Solved – Why it is important to make survey design object (svydesign function in R with id, strata, weights, fpc) from raw data and after clean data in object

rsurveysurvey-samplingsurvey-weights

I am planning to analyse a survey. I have been told that if I clean the data (e.g. data subsetting, value recoding, creating new variables from existing etc.) and afterwards create a survey design object (svydesign function in "survey" package of R with id, strata, weights, fpc), I may get not correct point estimates and CI. I have been advised to make the survey design object first and then clean the data in that object. Can you please explain to me why this is necessary?

Best Answer

There are two separate issues here.

Sometimes, including with NHANES data, you do need to subset before defining the survey design object, because not all the records in the data set are part of the sample you are analysing. In NHANES, everyone in the data file will have a health questionnaire, but only a subset will have a clinical examination, and there may be smaller subsets with specific biochemical measurements. You need to remove records from the file that are not part of the sample you are analysing.

For example, I might use something like

nhanesmec <- subset(nhanes, !is.na(WTMEC2YR))

to analyse data from the clinical examination. Records with missing WTMEC2YR are not part of the MEC sample and so should not go into the survey design object.
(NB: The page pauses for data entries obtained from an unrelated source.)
PR #423, opened 2023-05-30
[DEV-7542] Add optional "role" property to HeadingNode

kudlajz:


packages/slate-types/src/nodes/HeadingNode.ts
```diff
@@ -19,3 +25,18 @@ export function isHeadingNode(value: any, type?: string): boolean {
         (type === undefined || value.type === type)
     );
 }
+
+export function isTitleHeadingNode(value: any): value is HeadingNode<typeof HEADING_1_NODE_TYPE>;
```
kudlajz, line 29: I think for our current use case it's better to only allow `role: title` for heading 1 and `role: subtitle` for heading 2 but I wasn't sure if we should enforce it here or let any heading have any role. What do you think? 🤔

e1himself: > but I wasn't sure if we should enforce it here or let any heading have any role.

I believe we have to enforce this on the normalization level -- make sure `title` and `subtitle` roles are only applied to `h1` and `h2` respectively, and remove any other `role` value if it happened to be set on a node.

kudlajz: Right, I've changed the functions to only check whether the node is a heading with a specific role: a832d09c8b380406f5dc7846550db400eefecec6

If I understand it correctly, the normalization of `role` property will happen in the Story editor, right? Since it's up to the consumer to decide which headings can be title/subtitle? Which in our case is going to be the first two headings.

Meaning I will not do the normalization within the extension itself as someone might decide to have multiple subtitles for example.

e1himself: > Meaning I will not do the normalization within the extension itself as someone might decide to have multiple subtitles for example.

I'd do this in the main extension. What's the value of allowing to have multiple subtitles?

kudlajz: That was just an example, but a bad one. I am just thinking about how to write such normalization that only keeps the `role` property on the first and second heading node but removes it from the rest 🤔

kudlajz: I think it would be easier to do the normalization outside the editor (via `allowed-blocks` extension) because there we know we want the `role` to only be on headings that are the second and third blocks and the rest of headings has no role.

Similar to email editor - there we want all the headings to not have any roles.

But more importantly - I think it's a bit weird to normalize `role` attribute in the editor since there won't be any way to change this attribute, right? So how can we say - there should always be one title and one subtitle if it changes case by case?

e1himself (approved):

PR #426, opened 2023-05-31
[DEV-10911] Render placeholders for Title/Subtitle headings, disable other features

kudlajz:
- renders "Add a title"/"Add a subtitle" for Title and Subtitle headings that have no text
- disables the floating add button for those nodes
- disables variables for those nodes
- no need to disable `#` and `##` shortcuts as those only work on paragraphs

### DIFF
--- a/packages/slate-editor/src/extensions/heading/components/HeadingElement.tsx
+++ b/packages/slate-editor/src/extensions/heading/components/HeadingElement.tsx
@@ -1,8 +1,11 @@
+import { EditorCommands } from '@prezly/slate-commons';
 import type { HeadingNode } from '@prezly/slate-types';
+import { HeadingRole } from '@prezly/slate-types';
 import { HEADING_1_NODE_TYPE, HEADING_2_NODE_TYPE } from '@prezly/slate-types';
 import classNames from 'classnames';
 import type { HTMLAttributes } from 'react';
 import React, { forwardRef } from 'react';
+import { useSlateStatic } from 'slate-react';
 
 import styles from './HeadingElement.module.scss';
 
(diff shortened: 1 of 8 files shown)


packages/slate-editor/src/extensions/variables/useVariables.ts
```diff
@@ -16,11 +19,31 @@ function placeholderToOption(placeholder: Variable): Option<Variable> {
...
+            const nodes = Array.from(
+                Editor.nodes(editor, {
+                    at: range,
+                    match: (node) => isTitleHeadingNode(node) || isSubtitleHeadingNode(node),
+                }),
+            );
+            return nodes.length === 0;
+        },
+        [editor],
+    );
```
kudlajz, line 42: We do not have any mechanism to disallow mentions functionality as far as I'm aware so I had to came up with something like this.

For now, it disables mentions for title and subtitle but we should consider checking other nodes as well. For example, it's possible to use placeholders in image caption but the story is not able to render it.

packages/slate-editor/src/extensions/heading/components/HeadingElement.tsx
```diff
@@ -12,15 +15,48 @@ interface Props extends HTMLAttributes<HTMLHeadingElement> {
...
+        const isSubtitle = element.role === HeadingRole.SUBTITLE;
+
+        const finalClassNames = classNames(className, styles.HeadingElement, {
+            [styles.title]: isTitle,
+            [styles.subtitle]: isSubtitle,
+            [styles.headingOne]: !isTitle && isHeadingOne,
+            [styles.headingTwo]: !isSubtitle && isHeadingTwo,
+        });
+
+        if (isTitle && EditorCommands.isNodeEmpty(editor, element)) {
```
kudlajz, line 33: I've considered using Slate's `renderPlaceholder` but that only seems to work when the editor is completely empty.

This way, we always render the placeholder as long as the nodes are empty.

packages/slate-editor/src/extensions/heading/components/HeadingElement.tsx
```diff
@@ -12,15 +15,48 @@ interface Props extends HTMLAttributes<HTMLHeadingElement> {
...
+            return (
+                <Heading {...props} ref={ref} className={finalClassNames}>
+                    {children}
+                    <span contentEditable={false} className={styles.placeholder}>
+                        Add a title
```
kudlajz, line 38: We might want to want these customizable? 🤔

packages/slate-editor/src/extensions/mentions/useMentions.ts
```diff
@@ -25,16 +26,17 @@ export interface Mentions<V> {
 
 export function useMentions<V>({
     createMentionElement,
+    isEnabled = () => true,
```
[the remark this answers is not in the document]
e1himself: https://github.com/prezly/slate/pull/426/commits/9dbf6f9b27392d2189f9da49d4f644d8984eafde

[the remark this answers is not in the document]
e1himself: https://github.com/prezly/slate/pull/426/commits/9dbf6f9b27392d2189f9da49d4f644d8984eafde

On the other hand, if you have observations that are part of the sample, you should not remove them even if they have missing or implausible data, and you should not, eg, remove records for men if you want to do analyses only for women.

The reason is complicated, and makes almost no difference for NHANES. However, you asked.

Let's ignore stratified sampling for now and just consider cluster sampling. The survey was designed to sample a specific, preplanned number of clusters. When we're thinking about how different the results could be with a hypothetical replication of the survey [the frequentist definition of sampling uncertainty] we want to think about hypothetical replications that have the same preplanned number of clusters.

If you subset the data and end up removing one of the clusters, you no longer have the preplanned number of clusters. The number of clusters is now random, and you'd need to model the resulting variability due to number of clusters.

The computations to get the correct variances are equivalent to setting the weight to zero when you want to omit an observation, rather than just omitting it; we keep the number of clusters the same. If you look at the output of summary on a subsetted survey design object you can see the object keeps track of how many clusters (PSUs) it has data for (which is random), and also how many it started with (which is fixed). Using Anthony's example

library(survey)

data(api)

dstrat_after<-svydesign(id=~1,strata=~stype, weights=~pw, data=apistrat, fpc=~fpc)
dstrat_after <- subset( dstrat_after , comp.imp == 'Yes' )
summary(dstrat_after)

you will see as part of the output

Stratum Sizes: 
             E  H  M
obs         75 17 24
design.PSU 100 50 50
actual.PSU  75 17 24

If you subset before setting up the survey design object, there's no way for the object to know the planned number of observations or clusters, so there's no way for it to get the right standard errors.

And finally: this only makes a difference when your subset has fewer primary sampling units than the full sample. In Anthony's example the PSUs are individual records, so the subset does have fewer. In NHANES the PSUs are cities or counties, so you'd have to remove a lot of observations before you lost a PSU. Also, since the design has only two PSUs per stratum, if you did lose a PSU you'd have other problems with estimating standard errors and would have to look up survey.lonely.psu.

So, for NHANES it's unlikely to actually matter.